Têm elas, como eu, um alien alojado em alguma parte de seus corpos (ou fluídico e difuso em seu todo), com o qual mantêm relações estranhas e contraditórias. Em algumas, a relação é de beligerância declarada – e estas geralmente exibem a fisionomia contrita do guerreiro. Querem vencer e tudo farão para expulsar o invasor e destruí-lo. Outras, ao contrário, procuram ouvir o que o invasor tem a lhes dizer e o tratam antes como mensageiro do que como inimigo. Não cedem a ele, mas também não o afrontam com iras desmedidas. E um ser que está ali, com sua sintaxe desordenada, querendo expressar algo. Curiosamente, essa atividade as ilumina.
Ainda sou neófito nas artes de convivência com meu alien, mas tendo a imitar essa última postura.

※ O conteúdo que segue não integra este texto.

PR #224, opened 2016-09-21
Add more documentation for optimizations

xliang6:
Add documentation for dead trees elimination and
local value propagation.

Signed-off-by: Xiaoli Liang <xsliang@ca.ibm.com>

PR #1849, opened 2017-10-25
Allow for non-JNI Unsafe methods

JamesKingdon:
In Java9 sun.misc.Unsafe JNI methods are moved to jdk.internal and
replaced with simple wrappers. This leads to a few places in the
code where we do the wrong thing by assuming that the recognized
Unsafe method is a JNI method.
This commit adds explicit tests to differentiate between the JNI
methods and the non-JNI wrappers.

### DIFF
--- a/compiler/optimizer/RedundantAsyncCheckRemoval.cpp
+++ b/compiler/optimizer/RedundantAsyncCheckRemoval.cpp
@@ -420,12 +420,21 @@ bool TR_RedundantAsyncCheckRemoval::callDoesAnImplicitAsyncCheck(TR::Node *callN
        (symbol->getRecognizedMethod()==TR::java_lang_Integer_rotateLeft) ||
        (symbol->getRecognizedMethod()==TR::java_lang_Long_rotateLeft) ||
        (symbol->getRecognizedMethod()==TR::java_lang_Integer_rotateRight) ||
-       (symbol->getRecognizedMethod()==TR::java_lang_Long_rotateRight) ||
-       (symbol->getRecognizedMethod()==TR::sun_misc_Unsafe_compareAndSwapInt_jlObjectJII_Z) ||
-       (symbol->getRecognizedMethod()==TR::sun_misc_Unsafe_compareAndSwapLong_jlObjectJJJ_Z) ||
-       (symbol->getRecognizedMethod()==TR::sun_misc_Unsafe_compareAndSwapObject_jlObjectJjlObjectjlObject_Z)
+       (symbol->getRecognizedMethod()==TR::java_lang_Long_rotateRight)
        )
        return false;
+
+   // Beginning in Java9 we use the same enum values for both the
+   // sun.misc.Unsafe wrappers and the jdk.internal.misc.Unsafe JNI methods, so
+   // for these we need to do an additional test to check if they are the native
+   // versions or not.
+   if (symbol->isNative() && 
+       ((symbol->getRecognizedMethod()==TR::sun_misc_Unsafe_compareAndSwapInt_jlObjectJII_Z) ||
+       (symbol->getRecognizedMethod()==TR::sun_misc_Unsafe_compareAndSwapLong_jlObjectJJJ_Z) ||
+       (symbol->getRecognizedMethod()==TR::sun_misc_Unsafe_compareAndSwapObject_jlObjectJjlObjectjlObject_Z)) 
+      )
+      return false;
+
 
    if ((symbol->getRecognizedMethod()==TR::java_math_BigDecimal_DFPPerformHysteresis)  ||
        (symbol->getRecognizedMethod()==TR::java_math_BigDecimal_DFPUseDFP) ||
--- a/compiler/x/codegen/OMRCodeGenerator.cpp
+++ b/compiler/x/codegen/OMRCodeGenerator.cpp
@@ -625,21 +625,33 @@ int32_t OMR::X86::CodeGenerator::getMaximumNumbersOfAssignableGPRs()
    }
 
 /*
- * this method returns TRUE for all the cases we decide NOT to inline the CAS native
- * it checks the same condition as inlineCompareAndSwapNative in tr.source/trj9/x/codegen/J9TreeEvaluator.cpp
+ * This method returns TRUE for all the cases we decide NOT to replace the call to CAS
+ * with inline assembly.
+ * It checks the same condition as inlineCompareAndSwapNative in tr.source/trj9/x/codegen/J9TreeEvaluator.cpp
  * so that GRA and Evaluator should be consistent about whether to inline CAS natives
  */
 static bool willNotInlineCompareAndSwapNative(TR::Node *node,
       int8_t size,
-      bool isObject,
       TR::Compilation *comp)
    {
 #ifdef J9_PROJECT_SPECIFIC
+   TR::SymbolReference *callSymRef = node->getSymbolReference();
+   TR::MethodSymbol *methodSymbol = callSymRef->getSymbol()->castToMethodSymbol();
+
    if (TR::Compiler->om.canGenerateArraylets() && !node->isUnsafeGetPutCASCallOnNonArray())
       return true;
    static char *disableCASInlining = feGetEnv("TR_DisableCASInlining");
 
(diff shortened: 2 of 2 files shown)


JamesKingdon:
This PR addresses https://github.com/eclipse/openj9/issues/321 for the OMR code.
A further PR will be required for changes in OpenJ9 to fully address the problem. I think the two PRs will be independent, although both will be required to resolve the issue.

JamesKingdon:
Personal build #224 was clean with these changes.

vijaysun-omr:
I would like a review from @andrewcraik

compiler/optimizer/RedundantAsyncCheckRemoval.cpp
```diff
@@ -420,12 +420,21 @@ bool TR_RedundantAsyncCheckRemoval::callDoesAnImplicitAsyncCheck(TR::Node *callN
...
+   // In Java9 we use the same enum values for both the sun.misc.Unsafe wrappers
+   // and the jdk.internal.misc.Unsafe JNI methods, so for these we need to do an
+   // additional test to check if they are the native versions or not.
+   if ((
        (symbol->getRecognizedMethod()==TR::sun_misc_Unsafe_compareAndSwapInt_jlObjectJII_Z) ||
        (symbol->getRecognizedMethod()==TR::sun_misc_Unsafe_compareAndSwapLong_jlObjectJJJ_Z) ||
        (symbol->getRecognizedMethod()==TR::sun_misc_Unsafe_compareAndSwapObject_jlObjectJjlObjectjlObject_Z)
-       )
-       return false;
+       ) && symbol->isNative()
```
andrewcraik: This test (isNative) is probably cheaper so we should put it first to short circuit the check...

compiler/x/codegen/OMRCodeGenerator.cpp
```diff
@@ -662,7 +674,8 @@ static bool willNotInlineCompareAndSwapNative(TR::Node *node,
 #endif
    }
 
-//some recognized methods might be transformed into very simple hardcoded assembly sequence which doesn't need register spills as a real call does
+// Some recognized methods are transformed into very simple hardcoded
+// assembly sequences which don't need register spills as real calls do
```
andrewcraik: Not sure how this comment relates to the method?

JamesKingdon: As far as I can see the comment is accurate. What sort of changes did you have in mind?

andrewcraik: I think a proper doxygen stating this method return false if the code generator has special handling for a given method that will result in a simple inline assembly sequence or similar. The current comment just seems a bit out of context - albeit related.

JamesKingdon: Ah, ok. I'll do that.

andrewcraik:
Thanks @JamesKingdon new code looks good to me - over to @vijaysun-omr. The commits should be squashed before merging.

JamesKingdon:
Rebased and squashed.

compiler/x/codegen/OMRCodeGenerator.cpp
```diff
@@ -625,23 +625,35 @@ int32_t OMR::X86::CodeGenerator::getMaximumNumbersOfAssignableGPRs()
    }
 
 /*
- * this method returns TRUE for all the cases we decide NOT to inline the CAS native
- * it checks the same condition as inlineCompareAndSwapNative in tr.source/trj9/x/codegen/J9TreeEvaluator.cpp
+ * This method returns TRUE for all the cases we decide NOT to replace the call to CAS
```
0xdaryl: Instead of tinkering with this function in OMR and adding even more Java-specific code, I would rather see it moved directly into the OpenJ9 project.  It is a static helper function that is ONLY called from code guarded with `#ifdef J9_PROJECT_SPECIFIC`.  You should be able to make it extern, hoist it out of this file with relatively little effort, and then do whatever is necessary for Java.

The comment below also suggests that there's similar logic in J9TreeEvaluator that it must be kept in sync with.  It seems to me that having both of those checks in the same project would be a step toward commoning them into one and would be easier to maintain.

compiler/x/codegen/OMRCodeGenerator.cpp
```diff
@@ -662,7 +674,17 @@ static bool willNotInlineCompareAndSwapNative(TR::Node *node,
 #endif
    }
 
-//some recognized methods might be transformed into very simple hardcoded assembly sequence which doesn't need register spills as a real call does
+   
+/** Identify methods which are not transformed into inline assembly.
```
0xdaryl: Thanks for adding the Doxygen comment.  Could you use `@brief` in front of the first couple sentences?

compiler/optimizer/RedundantAsyncCheckRemoval.cpp
```diff
@@ -420,13 +420,21 @@ bool TR_RedundantAsyncCheckRemoval::callDoesAnImplicitAsyncCheck(TR::Node *callN
...
        (symbol->getRecognizedMethod()==TR::java_lang_Integer_rotateRight) ||
-       (symbol->getRecognizedMethod()==TR::java_lang_Long_rotateRight) ||
-       (symbol->getRecognizedMethod()==TR::sun_misc_Unsafe_compareAndSwapInt_jlObjectJII_Z) ||
-       (symbol->getRecognizedMethod()==TR::sun_misc_Unsafe_compareAndSwapLong_jlObjectJJJ_Z) ||
-       (symbol->getRecognizedMethod()==TR::sun_misc_Unsafe_compareAndSwapObject_jlObjectJjlObjectjlObject_Z)
+       (symbol->getRecognizedMethod()==TR::java_lang_Long_rotateRight)
        )
        return false;
 
+   // In Java9 we use the same enum values for both the sun.misc.Unsafe wrappers
```
0xdaryl: The "Java9" comments seem very point-in-time to me.  Will someone reading these comments 5 years from now think this only applies to Java9?   Perhaps saying "Beginning in Java9..." might be better.

compiler/x/codegen/OMRCodeGenerator.cpp
JamesKingdon: I'm very much in favour of this, but would it be ok if I opened a new issue for the work? I'd like to get the Unsafe fix into the code promptly, and this would be my first attempt to move code between projects, so I don't want to try and rush it.

andrewcraik: I think that moving it down is a good idea, but since it is broken at present in at least some cases fixing it then moving it seems reasonable to me - that way we only move working code which is probably a good principle to have in general when there is a choice. Your thoughts @0xdaryl ?

0xdaryl: OK, I'm fine with an issue.

JamesKingdon: Opened #1942

compiler/optimizer/RedundantAsyncCheckRemoval.cpp
```diff
@@ -420,13 +420,22 @@ bool TR_RedundantAsyncCheckRemoval::callDoesAnImplicitAsyncCheck(TR::Node *callN
        (symbol->getRecognizedMethod()==TR::java_lang_Integer_rotateLeft) ||
        (symbol->getRecognizedMethod()==TR::java_lang_Long_rotateLeft) ||
        (symbol->getRecognizedMethod()==TR::java_lang_Integer_rotateRight) ||
-       (symbol->getRecognizedMethod()==TR::java_lang_Long_rotateRight) ||
```
vijaysun-omr: If this code is shared between Java8 (where the methods are native) and Java9 (where they are not native as you mentioned in the abstract), how does this change work in both cases ?

vijaysun-omr:
It looks like the requested changes have either been made or issues opened. I reviewed the change myself now and it looks okay to me. @0xdaryl are you fine with this getting merged (just thought I would check before doing so) ?

0xdaryl:
@vijaysun-omr : yes, please merge.

PR #1853, opened 2017-10-26
Reverse logic in getDataType

mgaudet:
This avoids the peculiar double-negative construction of
if (not has no data type)


charliegracie:
genie-omr build all

PR #1861, opened 2017-10-26
Enhance ArrayCopy for 16-bit primitives on X86

0dvictor:
Use REP MOVSD to copy 16-bit primitives instead of REP MOVSW.

### DIFF
--- a/compiler/x/codegen/OMRTreeEvaluator.cpp
+++ b/compiler/x/codegen/OMRTreeEvaluator.cpp
@@ -3496,6 +3496,24 @@ static void generateRepMovsInstruction(TR_X86OpCodes repmovs, TR::Node *node, TR
    generateInstruction(repmovs, node, dependencies, cg);
    }
 
+/** \brief
+*    Generate instructions to do array copy for 64-bit primitives on IA-32.
+*
+*  \param node
+*     The tree node
+*
+*  \param dstReg
+*     The destination array address register
+*
+*  \param srcReg
+*     The source array address register
+*
+*  \param sizeReg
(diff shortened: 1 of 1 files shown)


compiler/x/codegen/OMRTreeEvaluator.cpp
```diff
@@ -3992,6 +4049,7 @@ TR::Register *OMR::X86::TreeEvaluator::arraycopyEvaluator(TR::Node *node, TR::Co
 
    TR::DataType dt = node->getArrayCopyElementType();
    uint32_t elementSize = 1;
+   static bool avoidREPMOVSW = feGetEnv("TR_AvoidREPMOVSW");
```
0xdaryl: Please provide a slightly more descriptive env var to indicate context.  e.g., `TR_AvoidREPMOVSWForArrayCopy`

compiler/x/codegen/OMRTreeEvaluator.cpp
```diff
@@ -3568,6 +3568,63 @@ static void arrayCopy64BitPrimitiveOnIA32(TR::Node* node, TR::Register* dstReg,
    cg->stopUsingRegister(scratch);
    }
```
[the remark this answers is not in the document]
0dvictor: Good suggestion, updated.

compiler/x/codegen/OMRTreeEvaluator.cpp
0dvictor: Sure, it has been updated.

0xdaryl:
Genie build is not required as x86-only files were modified.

Procuro decodificar as mensagens que ele me envia, sempre tomando o cuidado de interpretar o conteúdo delas. Nesses poucos dias, aprendi mais sobre mim do que em muitos anos de saudável pastio pelas rotinas da vida. Descobri afetos insuspeitados, docilidades, relevâncias onde antes nada havia. E, simetricamente, a absoluta irrelevância de certas coisas que julgávamos muito importantes.
Os males imaginários, por exemplo, nos infundem muito mais terror que um bando de células malucas embutido em nosso peito. Pois são apenas células malucas – e não passam disso. Tememos todas as mortes possíveis, sofremos a iminência trágica e retumbante de cada uma delas – mas somente uma única mortezinha, singular e vulgar, nos arrebatará deste mundo.
Como quem descobre uma nova ruga ou um novo fio de cabelo branco, você descobre que o espírito também envelhece e fica mais sábio. E ficar mais sábio, neste caso, não significa mergulhar em transcendência, mas, ao contrário, buscar a imanência das coisas mais simples. Onde estão elas, você perguntará. Não há resposta verbal, nem construção conceituai, que indique onde estão e o que são as coisas simples. Podemos fazer algumas aproximações, através da sensibilidade, na direção delas. Por exemplo: desligar o televisor, ao primeiro sinal de tédio, e olhar com um interesse completamente novo, inaugural, para o rosto da pessoa que há anos vive a nosso lado.